L'alzeimer et la démence sont des maladies d'angoisse

"Se faire du souci, c'est comme prier pour obtenir ce que l'on ne veut pas" -Deepak Chopra


                                                         corps, coeur et cerveau

Les limites du cerveau
Troubles de la mémoire, mémoire trompeuse, perceptions erronées, raisonnement faussé ou biaisé, le cerveau nous fourvoie. Les spécialistes de la cognition reconnaissent les limites de cet organe occasionnant des biais cognitifs susceptibles de biaiser les jugements humains.

Personne n'y échappe! Sans faire totalement confiance à notre mémoire et notre cerveau, nous pouvons tout de même recevoir et traiter adéquatement les informations reçues si, au bout du compte, on est capable de faire la différence entre le vrai et le faux.

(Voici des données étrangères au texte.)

Issue #369, opened 2016-06-16
Add unit tests for feature types


davidtheclark:
I plan to work on this tomorrow, just wanted to log this issue so nobody else starts and our work overlaps.

PR #371, opened 2016-06-16
Add unit tests for features

davidtheclark:
Ref #369


test/feature.test.js
```diff
@@ -0,0 +1,120 @@
...
+test('Feature contrusctor and API', t => {
+  const featureGeoJson = createFeature('line');
+  const ctx = createMockCtx();
+  const feature = new Feature(ctx, featureGeoJson);
+
+  // Instance members
+  t.equal(feature.ctx, ctx, 'feature.ctx');
+  t.equal(feature.coordinates, featureGeoJson.geometry.coordinates, 'feature.coordinates');
+  t.equal(feature.properties, featureGeoJson.properties, 'feature.properties');
+  t.equal(feature.atLastRender, null, 'feature.atLastRender starts with null');
```
mcwhittemore: I don't think we use this anywhere anymore

mcwhittemore:
This is looking really good.

davidtheclark:
Ready for review and merge. @mcwhittemore

src/feature_types/polygon.js
```diff
@@ -14,19 +9,17 @@ var Polygon = function(ctx, geojson) {
...
 Polygon.prototype.isValid = function() {
-  return this.coordinates.every(function(ring) {
-    return ring.length > 2;
-  });
+  return this.coordinates.every(ring => ring.length > 2);
 };
 
 Polygon.prototype.incomingCoords = function(coords) {
-  if (!firstMatchesLast(coords)) throw new Error('First and last positions must be equivalent. Use setCoordinates method.');
+  if (!linearRingsAreClosed(coords)) throw new Error('First and last positions must be equivalent. Use setCoordinates method.');
```
mcwhittemore: Lets drop these error message. We've decided they were a bad idea.

src/feature_types/polygon.js
```diff
@@ -14,19 +9,17 @@ var Polygon = function(ctx, geojson) {
...
   this.coordinates = coords.map(ring => ring.slice(0, -1));
   this.changed();
 };
 
 Polygon.prototype.setCoordinates = function(coords) {
-  if (firstMatchesLast(coords)) throw new Error('First and last positions must not be equivalent. Use incomingCoords method.');
+  if (linearRingsAreClosed(coords)) throw new Error('First and last positions must not be equivalent. Use incomingCoords method.');
```
mcwhittemore: Drop this `throw` as well.

src/feature_types/polygon.js
davidtheclark: So just don't validate the rings? Or do you want something else to happen?

src/lib/linear_rings_are_closed.js
```diff
@@ -0,0 +1,18 @@
+/**
+ * Returns a Boolean indicating whether all the linearRings
+ * in an array of them, as in the coordinates of a Polygon,
+ * are closed.
+ *
+ * @param {Array<Array<Array<number>>>} rings
+ * @return {Boolean} `true` if all rings are closed.
+ */
+function linearRingsAreClosed(rings) {
```
mcwhittemore: I think this is just used to throw errors. Might be useful in tests to make sure nothing is screwing this up, but throwing this error isn't problematic as GeoJSON doesn't say this can't happen.

mcwhittemore:
@davidtheclark this is looking great. Take my comments above with a grain of salt (this PR is to good to be stopped by more clean up work). Merge when you're ready.

davidtheclark:
Removed the throws and their tests. Will merge on green light.

Issue #370, opened 2016-06-16
Add unit tests for lib files


davidtheclark:
I plan to do this soon, just wanted to file issue so work doesn't overlap.

Is there a rationale distinguishing the functions in `lib/` with their own file and the functions exported by `lib/util.js`? I'd like to know so that I add things to the right place, if I were to add things.

mcwhittemore:
@davidtheclark `lib/util` was partial taken from Leaflet I think. Please feel free to break it up.

mcwhittemore:
The only thing really left here is the polyfill... and a few edge cases in mode_handler and StringSet.

![image](https://cloud.githubusercontent.com/assets/1551510/16421095/d20b4ece-3d21-11e6-8661-0a6dd2346816.png)

davidtheclark:
Addressed the polyfills lack with #427, and addressing mode_handler with #436.

PR #374, opened 2016-06-17
Lib tests

davidtheclark:
Ref #370.


davidtheclark:
@samanpwbb or @mcwhittemore: I think the only thing in `lib/` that still needs tests is `mode_handler`. Rather than prolonging this PR further I'll put that in another. Can we review this one and possibly merge?

Definitely needs a double-check in the UI that untested functionality is not broken, because I did some refactoring — mostly just splitting up and renaming files. Seems to me to work the same way as before on the debug page.

davidtheclark:
I'll try to write down some of those splittings/renamings so it makes the diff easier to read:

- `toVertex` -> `createVertex` and `toMidpoint` -> `createMidpoint`
- All `utils.js` split out. A few of them were not used anywhere, so I deleted them.
- From `featuresAt()` I extracted `mapEventToBoundingBox()` and `sortFeatures()`

I think that's it.

src/lib/common_selectors.js
```diff
@@ -30,7 +31,7 @@ module.exports = {
     return e.featureTarget !== undefined && e.featureTarget.properties.meta === 'feature';
   },
   isShiftDown: function(e) {
-    return e.originalEvent.shiftKey === true;
+    return e.originalEvent && e.originalEvent.shiftKey === true;
```
mcwhittemore: This will return undefined if `originalEvent` is undefined and not false.

src/lib/create_control_button.js
```diff
@@ -0,0 +1,41 @@
...
+  button.addEventListener('click', (e) => {
+    e.preventDefault();
+    e.stopPropagation();
+
+    const el = e.target;
+
+    if (el.classList.contains('active')) {
+      el.classList.remove('active');
+    } else {
+      domUtils.removeClass(document.querySelectorAll(`.${Constants.CCONTROL_BUTTON_CLASS}`), 'active');
```
mcwhittemore: One too many `C`s.

src/lib/sort_features.js
```diff
@@ -0,0 +1,37 @@
...
+
+  if (score === 0 && a.geometry.type === 'Polygon') {
+    return a.area - b.area;
+  }
+
+  return score;
+}
+
+// Sort in the order above, then sort polygons by area ascending.
+function sortFeatures(features) {
```
mcwhittemore: we don't need the `const` here. We could just `map`, `sort`, `map`, `return`.

mcwhittemore:
@davidtheclark this is looking great. It seems to work well, though I did find a small bug with the `control class`.

After this merges, I'd like to get some coverage reports so that we can see where we are missing coverage.

davidtheclark:
Thanks for the feedback @mcwhittemore. I will make changes accordingly.

davidtheclark:
@mcwhittemore Pushed changes based on the feedback. I'll create an issue for test coverage, and start another PR with some more tests.

mcwhittemore:
Sounds good!

PR #68, opened 2020-08-03
Added a test for fetch action of recommendation store.

Podkamienna:
Test is done using a package from npm that allows its user to substitute value returned by fetch.

### DIFF
--- a/frontend/package.json
+++ b/frontend/package.json
@@ -9,18 +9,19 @@
     "lint": "vue-cli-service lint"
   },
   "dependencies": {
+    "@types/node": "^12.12.6",
     "babel-plugin-transform-decorators": "^6.24.1",
     "core-js": "^3.6.5",
     "vue": "^2.6.11",
-    "vue-class-component": "^7.2.3",
+    "vue-class-component": "^7.2.5",
     "vue-property-decorator": "^8.4.2",
     "vue-router": "^3.2.0",
-    "vuetify": "^2.2.11",
+    "vuetify": "^2.3.7",
     "vuex": "^3.4.0"
   },
   "devDependencies": {
     "@babel/plugin-transform-modules-commonjs": "^7.10.4",
-    "@types/jest": "^24.0.19",
+    "@types/jest": "^24.9.0",
     "@typescript-eslint/eslint-plugin": "^2.33.0",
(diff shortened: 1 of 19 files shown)


frontend/tests/unit/recommendations.spec.ts
```diff
@@ -12,6 +12,10 @@ WITHOUT WARRANTIES OR CONDITIONS OF ANY KIND, either express or implied.
 See the License for the specific language governing permissions and
 limitations under the License. */
 
+import { enableFetchMocks } from "jest-fetch-mock";
+enableFetchMocks();
+fetchMock.dontMock();
```
s17k, line 17: It would be nice to comment on what this does, considering it looks as if you are enabling something and then  .. disabling it just after that (I know you are not, but it would be nice to know what this does).

frontend/package.json
```diff
@@ -9,18 +9,19 @@
     "lint": "vue-cli-service lint"
   },
   "dependencies": {
+    "@types/node": "^12.12.6",
```
minorczyka, line 12: It probably should be in the devDependencies, but it doesn't make a big difference for us anyway.

frontend/tests/unit/recommendations.spec.ts
```diff
@@ -40,10 +44,90 @@ describe("Recommendation-type objects", () => {
...
+});
 
+describe("Fetching recommendations", () => {
   test("Getting the instance that the recommendation references", async () => {
     expect(
       Model.getRecommendationResourceShortName(sampleRecommendation)
     ).toEqual("alicja-test");
   });
+
+  test("Fetching works correctly when given response without errors", async () => {
```
minorczyka, line 56: It's just my personal opinion (we don't have any style guide to follow) but I think you're using too many empty lines in your code here.

In general, using many empty lines makes code harder to read (less code fits on the screen) but it's good to use empty lines to separate "sections" of code. In that case I would group:
- L57 and L59 (test options)
- L61-L75 (setting up fetch mock)
- L77-L81 (actions being tested)

It applies also to a few other places.

Podkamienna: I will try to change the way I use the empty lines. I was using so many of them, because it made it easier for me to remember the logic I used, when writing the code.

Au fil de nos apprentissages, de par notre éducation, des rencontres de notre vie, nous révisons constamment nos conceptions, nos préjugés, notre simplification subjective de la réalité.

Les types de mémoire
1- La mémoire épisodique conserve les faits importants que nous avons personnellement vécus avec certains éléments liés au contexte, souvent la date et le lieu.
2- La mémoire sémantique concerne mes apprentissages, le contenu de mon éducation.
3- La mémoire procédurale est celle des gestes automatiques, maintes fois répétés.
4- La mémoire perceptive est à l'oeuvre quand l'odeur de la vanille et du bois me rappelle ma grand-mère paternelle.

Les personnes atteintes d'alzeimer conservent des capacités de mémoire procédurale et de la mémoire perceptive. Mais les études démontrent que certains aspects de la mémoire épisodique peuvent être récupérés jusqu'à des stades avancés de la maladie. 

L'enfance est particulière
Mais l'enfance est particulière: nous opérons sur une mémoire assez sélective et devenu adulte, le manque de disponibilité des souvenirs, des effets d'ancrage, les raisonnements liés à la pensée magique, comme ceux dont je parlerai tantôt, nous conduisent parfois à prendre des décisions moins que salutaires. Autant de raisons pour laquelle une partie de notre activité cérébrale échappe à notre connaissance.

Les failles du cerveau concernent la mémoire
Il importe alors de retrouver ses mémoires pour en faire le tri afin que le cerveau puisse traiter les informations de manière plus rationnelle et objective. Dans la maladie d'alzeimer, des biais apparaissent dans le traitement de l'information, mais aussi dans sa réception. Dans la maladie d'alzeimer, les failles du cerveau concernent la mémoire, mais aussi le raisonnement et la perception.

Margot, la prochaine personne, dont le témoignage est publié, a été élevée par une mère très anxieuse, une mère qui a fini sa vie dans l'angoisse ne sachant plus qui elle était, et ne reconnaissant plus son monde. Depuis longtemps, ses raisonnements étaient compromis.

La sensation de contrôle sur les évènements 
Margot savait peu de choses sur les raisons des inquiétudes de sa mère , mais il est certain que son cerveau travaillait fort à accroître sa sensation de contrôle sur les événements afin de réduire l'anxiété naturellement ressentie face aux imprévus de la vie.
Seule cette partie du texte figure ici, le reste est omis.